● Exercise aim
Exactly the lines from the start of the data through the line containing "src/freenet/node/PeerMessageQueue.java" should be output, with both ends kept and nothing added.

● Records for this task
PR #885, opened 2024-01-26
Optimize message filters

ArneBab:


src/freenet/node/AnnounceSender.java
```diff
@@ -184,10 +184,8 @@ private void realRun() {
 				MessageFilter mfRejectedOverload = MessageFilter.create().setSource(next).setField(DMT.UID, uid).setTimeout(ACCEPTED_TIMEOUT).setType(DMT.FNPRejectedOverload);
 				MessageFilter mfOpennetDisabled = MessageFilter.create().setSource(next).setField(DMT.UID, uid).setTimeout(ACCEPTED_TIMEOUT).setType(DMT.FNPOpennetDisabled);
 
-				// mfRejectedOverload must be the last thing in the or
-				// So its or pointer remains null
-				// Otherwise we need to recreate it below
```
Bombe, line 189: Oof, this comment gives me goosebumps, and definitely _not_ in a good way… 😄

Have you made sure that whatever this comment is talking about is being handled correctly?

src/freenet/node/PeerMessageQueue.java
```diff
@@ -20,6 +20,8 @@
  * @author Matthew Toseland <toad@amphibian.dyndns.org> (0xE43DA450)
  */
 public class PeerMessageQueue {
+	// TODO: check whether we can use a standard PriorityBlockingQueue (since Java 8)
```
Bombe, line 23: This should also much rather be a ticket than a comment.

src/freenet/node/RequestSender.java
```diff
@@ -939,10 +939,8 @@ protected MessageFilter makeAcceptedRejectedFilter(PeerNode next,
 		MessageFilter mfRejectedLoop = MessageFilter.create().setSource(next).setField(DMT.UID, uid).setTimeout(acceptedTimeout).setType(DMT.FNPRejectedLoop);
 		MessageFilter mfRejectedOverload = MessageFilter.create().setSource(next).setField(DMT.UID, uid).setTimeout(acceptedTimeout).setType(DMT.FNPRejectedOverload);
 		
-		// mfRejectedOverload must be the last thing in the or
-		// So its or pointer remains null
-		// Otherwise we need to recreate it below
-		return mfAccepted.or(mfRejectedLoop.or(mfRejectedOverload));
+		// the order of these filters is performance critical. The last or-filter is checked first.
```
Bombe, line 942: ~~This seems really weird. Looking at the filter creation above it’s absolutely unclear _why_ these filters should show any difference in performance, they are all created the same way, only with a different message type. Now, I haven’t timed any of this but if the reordering of the filters changes the overall performance of this method, it’s probably _not_ because the filters themselves have differing performances but because the most-matched filter was checked last and thus many useless matchers were made, in which casethe comment should reflect that.~~

Okay, re-read the comment, it’s not what it said. 🙂 Anyway, if measuring has shown that reordering the filters increased performance because many useless matches were not made, the comment should say _that_, if anything. 😄

Bombe (changes requested):

src/freenet/node/AnnounceSender.java
ArneBab: I think this is a leftover from a time when this was spaghetti-code where they re-used the instances. That’s the only way how the comment could make sense.

We no longer do that, from what I can tell.

ArneBab:
I removed the TODOs again (reverted the commit adding them). These were just notes to myself, but I am not likely to get to them in the next few weeks, so they actually serve no purpose. When I get into that part of the code again at another time, I’ll see how to improve it.

Thank you for reminding me!

src/freenet/node/RequestSender.java
ArneBab: I added a second line now: **So the last filter in the or-"chain" must be the filter which matches most frequently**

Bombe (approved):

ArneBab:
Merged — thank you very much for your review!

PR #886, opened 2024-01-26
Increase default bandwidth to 160KiB upload, when detection fails

ArneBab:
Bandwidth in countries in which Hyphanet is used the most has increased quite a bit and using the low default bandwidth gave a bad first impression.

With 160KiB/s, fred aims for 26 opennet peers.


Bombe:
Generally this seems fine, I’m just really confused about all the different numbers; in some places a download limit is set to 1024, in other places it’s set to 2048, and then there’s also 768?!

ArneBab:
These other places in the diff are only information text so people get an idea what the numbers mean.

Bombe (approved):

ArneBab:
Thank you for your review! Merged.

● The answer
PR #885, opened 2024-01-26
Optimize message filters

ArneBab:


src/freenet/node/AnnounceSender.java
```diff
@@ -184,10 +184,8 @@ private void realRun() {
 				MessageFilter mfRejectedOverload = MessageFilter.create().setSource(next).setField(DMT.UID, uid).setTimeout(ACCEPTED_TIMEOUT).setType(DMT.FNPRejectedOverload);
 				MessageFilter mfOpennetDisabled = MessageFilter.create().setSource(next).setField(DMT.UID, uid).setTimeout(ACCEPTED_TIMEOUT).setType(DMT.FNPOpennetDisabled);
 
-				// mfRejectedOverload must be the last thing in the or
-				// So its or pointer remains null
-				// Otherwise we need to recreate it below
```
Bombe, line 189: Oof, this comment gives me goosebumps, and definitely _not_ in a good way… 😄

Have you made sure that whatever this comment is talking about is being handled correctly?

src/freenet/node/PeerMessageQueue.java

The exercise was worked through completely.